1. ## physics help...

"A hockey puck on a frozen pond with an initial speed of 16.3 m/s stops after sliding a distance of 220.5 m. Calculate the average value of the coefficient of kinetic friction between the puck and ice."

-i thought i knew what to do, it seemed simple enough. i found the deceleration, speed divided by time (time=distance divided by speed).

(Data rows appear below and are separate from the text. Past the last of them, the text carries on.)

PR #980, opened 2018-06-28
ENH: added 3d views linking capability

Punzo:
Added Link button in 3DViewController;
Added MRMLViewLogic: set the interactions;
Added MRMLViewLinkLogic: propagate the events.

next step for Slicer 4.10 (no backward compatibility): merge vtkMRMLCameraNode into vtkMRMLViewNode

see also https://github.com/NA-MIC/ProjectWeek/blob/master/PW28_2018_GranCanaria/Projects/3DViewsLinking/README.md#progress-and-next-steps point (a)

### DIFF
--- a/Libs/MRML/Logic/vtkMRMLViewLinkLogic.cxx
+++ b/Libs/MRML/Logic/vtkMRMLViewLinkLogic.cxx
@@ -57,14 +57,13 @@ vtkMRMLViewLinkLogic::~vtkMRMLViewLinkLogic()
 }
 
 //----------------------------------------------------------------------------
-void vtkMRMLViewLinkLogic::SetMRMLSceneInternal(vtkMRMLScene * newScene)
+void vtkMRMLViewLinkLogic::SetMRMLSceneInternal(vtkMRMLScene* newScene)
 {
   // List of events the slice logics should listen
   vtkNew<vtkIntArray> events;
   vtkNew<vtkFloatArray> priorities;
 
   float normalPriority = 0.0;
-  // float highPriority = 0.5;
 
   // Events that use the default priority.  Don't care the order they
   // are triggered
@@ -171,7 +170,7 @@ void vtkMRMLViewLinkLogic::PrintSelf(ostream& os, vtkIndent indent)
 }
 
 //----------------------------------------------------------------------------
-void vtkMRMLViewLinkLogic::BroadcastCameraNodeEvent(vtkMRMLCameraNode *cameraNode)
+void vtkMRMLViewLinkLogic::BroadcastCameraNodeEvent(vtkMRMLCameraNode* cameraNode)
 {
   // only broadcast a camera node event if we are not already actively
   // broadcasting events and we are actively interacting with the node
@@ -189,13 +188,13 @@ void vtkMRMLViewLinkLogic::BroadcastCameraNodeEvent(vtkMRMLCameraNode *cameraNod
     }
 
   int requiredViewGroup = viewNode->GetViewGroup();
-  vtkMRMLCameraNode* sNode;
+  vtkMRMLCameraNode* sNode = NULL;
   vtkCollectionSimpleIterator it;
   vtkSmartPointer<vtkCollection> nodes;
   nodes.TakeReference(this->GetMRMLScene()->GetNodesByClass("vtkMRMLCameraNode"));
   for (nodes->InitTraversal(it);
       (sNode = vtkMRMLCameraNode::SafeDownCast(nodes->GetNextItemAsObject(it)));)
-    {
+    {  
     if (!sNode || sNode == cameraNode)
       {
       continue;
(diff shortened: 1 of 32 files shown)


Punzo:
Hi @jcfr, @lassoan, @pieper, @cpinter 

I have added support for liner transformation to the camera when the 3D view linking is active in 
https://github.com/Slicer/Slicer/pull/980/commits/03e7baaf24a2cc594cb52d617fa9d41eafa05a11
(plus some BUG fixes)

Here a video how it works: 
https://www.dropbox.com/s/dgjg8raozt851m6/3dviewlink?dl=0

I don't think that specialized interface is required in the Cameras module (it will just a duplication of the GUI already in the transformation module).

I'd like to merge this pull request within next week, please let me know if you can review/test.

Davide.

P.S.: probably I'll not have time to implement point c (right click to open menu edit proprieties in the 3D views) of the project (https://na-mic.github.io/ProjectWeek/PW28_2018_GranCanaria/Projects/3DViewsLinking/)

pieper:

And then it should be deceleration divided by gravity?(f=uN) i get the wrong answer so obviously not. am i doing something wrong??

2. Once it starts sliding, the only force acting on the puck is friction so:
$F = F_{fr} \ \iff \ m\vec{a} = \mu F_{N}$ where $F_{N}$ is the normal force

So first find the deceleration of the puck: $\vec{v}^{\ 2}_{f}= \vec{v}^{\ 2}_{i} + 2\vec{a}\vec{d}$ - You have the final velocity (it's stops!), the initial velocity, and its distance.

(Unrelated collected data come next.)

PR #1062, opened 2018-12-14
Improve sampledata downloadfromsource api

jcfr:
This changes are first step toward improving testing infrastructure discussed in https://discourse.slicer.org/t/improving-testing-data-management-for-self-test/5014/6


pieper:
LGTM 👍

Applications/SlicerApp/Testing/Python/JRC2013Vis.py
```diff
@@ -319,19 +304,15 @@ def test_Part2Head(self):
     #
     # first, get some data
     #
-    import urllib
-    downloads = (
-        ('http://slicer.kitware.com/midas3/download?items=8609', '3DHeadData.mrb', slicer.util.loadScene),
+    from SampleData import SampleDataSource, SampleDataLogic
+    dataSources = [
```
lassoan: Most of the time we download a single data source, so creating a list of sources is unnecessary complication. Could we change the code to this simpler pattern?

```
from SampleData import SampleDataSource, SampleDataLogic
SampleDataLogic().downloadFromSource(SampleDataSource(
  fileNames='3DHeadData.mrb', 
  uris='http://slicer.kitware.com/midas3/download?items=8609', 
  loadFileType='SceneFile'))
```

Applications/SlicerApp/Testing/Python/JRC2013Vis.py
```diff
@@ -476,19 +453,15 @@ def test_Part4Lung(self):
...
     #
-    import urllib
-    downloads = (
-        ('http://slicer.kitware.com/midas3/download?items=8612', 'LungData.mrb', slicer.util.loadScene),
+    from SampleData import SampleDataSource, SampleDataLogic
+    dataSources = [
+      SampleDataSource(
+        fileNames='LungData.mrb',
+        uris='http://slicer.kitware.com/midas3/download?items=8612',
+        loadFileType='SceneFile'
```
lassoan: I think we already have a mechanism to guess based on file extension. Could we use that by default and require specifying loadFileType only if the default is not good?

Applications/SlicerApp/Testing/Python/JRC2013Vis.py
jcfr: Agreed. Just wanted to get some feedback ... before simplifying.

What about that then:

```
SampleDataLogic().download(
  fileNames='3DHeadData.mrb', 
  uris='http://slicer.kitware.com/midas3/download?items=8609', 
  loadFileType='SceneFile')
```

jcfr: Also we call the function `downloadFromSource` (or `download`) but most of the time it is loaded in Slicer.

Should instead of the method be named
* `SampleData.loadFromSource` or `SampleData.downloadAndLoadFromSource`
* `SampleData.load` or `SampleData.downloadAndLoad`

lassoan: If the input of the method is not a `DataSource` object then we don't need to include that in the method name. So, `SampleData.load` would work well.

Probably `SampleData.loadData` or ``SampleData.loadFromURL` would be even better because it would not suggest that the input is some sample data.

`SampleData.load` could be used for loading sample data, such as `SampleData.load('MRHead')`.

lassoan: What do you think about specifying a helper function at the module level to further simplify syntax?

```
import SampleData
SampleData.loadFromURL(…)
```

jcfr: Or we could have methods like this directly in SampleData:

```
def loadFromURL(...):
  return SampleDataLogic().loadFromURL()

def downloadMRHead():
  return SampleDataLogic().downloadMRHead()

[...]
```

jcfr: That said, I just realized that `downloadMRHead` and a like are deprecated. And that the new modern approach is to use `downloadSample("MRHead")`, it means your suggestion would work very well

jcfr:
@lassoan I reviewed the approach. Note that I will squash the last commits before integrating ... 

In a nutshell:

* add support for guessing loadNodeTypes ... it is still suboptimal because I am not using any Slicer logic. 

* renamed `downloadFromDataSource` to `downloadFromURL`

* added convenience method directly into SampleData

* updated code to make use of the convenience methods. It now looks like this:
```
import SampleData
SampleData.downloadFromURL(...)
mrhead = SampleData.downloadSample('MRHead')[0]
```

Applications/SlicerApp/Testing/Python/SlicerBoundsTest.py
```diff
@@ -71,8 +71,8 @@ def test_Volume(self):
     """ Test the GetRASBounds & GetBounds method on a volume.
     """
     #self.delayDisplay("Starting test_Volume")
-    from SampleData import SampleDataLogic
-    volumeNode = SampleDataLogic().downloadAbdominalCTVolume()
+    import SampleData
+    volumeNode = SampleData.downloadSample('CTA abdomen\n(Panoramix)')[0]
```
jcfr: @lassoan  I don't link this name including a newline ... I think we should have a SampleName and SampleDescription.

Modules/Loadable/Markups/Testing/Python/NeurosurgicalPlanningTutorialMarkupsSelfTest.py
```diff
@@ -143,8 +143,8 @@ def run(self):
 
     # use the sample data module logic to load data for the self test
     self.delayDisplay("Getting Baseline volume")
-    from SampleData import SampleDataLogic
-    baselineVolume = SampleDataLogic().downloadWhiteMatterExplorationBaselineVolume()
+    import SampleData
+    baselineVolume = SampleData.downloadSample('BaselineVolume')[0]
```
jcfr: This SampleName is not very explicit .. should we rename it ?

PR #1065, opened 2018-12-19
ENH: Added option to load MRB files from Sample Data module

smrolfe:
In the Sample Data module, scene files (.mrb or .mrml) are not loaded into Slicer by default. This default could not be changed when registering a custom data set. Now a parameter has been added to specify if the files should be loaded for a custom data set.


jcfr:
Thanks @smrolfe :+1: 

The change makes sense.

jcfr:
I will integrate the change and also update the docstring.

smrolfe:
Great! thanks @jcfr

PR #1072, opened 2019-01-10
ENH: Add scripted module template with Qt Designer GUI

lassoan:
Added a scripted module template that creates module GUI from .ui file generated by Qt Designer.

Todo:
- [ ] bundle Qt Designer in installation package
- [ ] add button to Reload&Test section to load .ui file in Qt Designer


pieper:
Looks great 👍

lassoan:
Thanks for the feedback, I've merged this.

@jcfr if you could make designer.exe available in the install tree (with --designer option in the launcher) then it would be great. As is now, the "Edit UI" button only shows up if Slicer is launched from the build tree.

PR #1073, opened 2019-01-11
ENH: Update level tracing effect on mouse wheel event

vovythevov:
This allows the level tracing effect to be updated when the user scrolls
through the slices.

On the implementation:
Note that the method processViewNodeEvents is used instead of adding the
events with the MouseMoveEvent as the MouseMoveEvent eats the event
(abortEvent == True) which prevent the slice from scrolling.
If the MouseWheelForwardEvent and MouseWheelBackwardEvent are given their
own case (without abortEvent == True) weird interaction happen as the
effect preview is seemingly called before the slice has scrolled to the new
offset.


vovythevov:
Thanks for the review !
Intergrated in http://svn.slicer.org/Slicer4/trunk@27684

ihnorton:
Thanks for fixing this!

So after solving for $\vec{a}$, use the equation from the first line:
$\begin{array}{rcl} m\vec{a} & = & \mu F_{N} \\ m\vec{a} & = & \mu (mg) \end{array}$

3. Originally Posted by sarabolha
"A hockey puck on a frozen pond with an initial speed of 16.3 m/s stops after sliding a distance of 220.5 m. Calculate the average value of the coefficient of kinetic friction between the puck and ice."

-i thought i knew what to do, it seemed simple enough. i found the deceleration, speed divided by time (time=distance divided by speed). And then it should be deceleration divided by gravity?(f=uN) i get the wrong answer so obviously not. am i doing something wrong??
You need to find $\mu_k$

If you draw a free body diagram, you should get something like this:

To find acceleration, use the kinematic equation $v_f^2=v_i^2+2a(x_f-x_i)\implies 0=(16.3)^2+2a(220.5)\implies a=-.6~\tfrac{m}{s^2}$

Now let's do a FB analysis:

$\sum F_x=ma$:

Thus, $-F_{fr}=ma$

$\sum F_y=0$:

Thus, $N-mg=0\implies N=mg$

Therefore, $-F_{fr}=ma\implies -\mu_kN=ma\implies -\mu_kmg=ma\implies \mu_k=-\frac{a}{g}$ $\implies\mu_k=-\frac{-.6~\frac{m}{s^2}}{9.8~\frac{m}{s^2}}\implies \color{red}\boxed{\mu_k\approx 0.06}$

Does this make sense?

--Chris

4. ah that was too easy i'm embarrassed. but you explained it very very well, thanks!!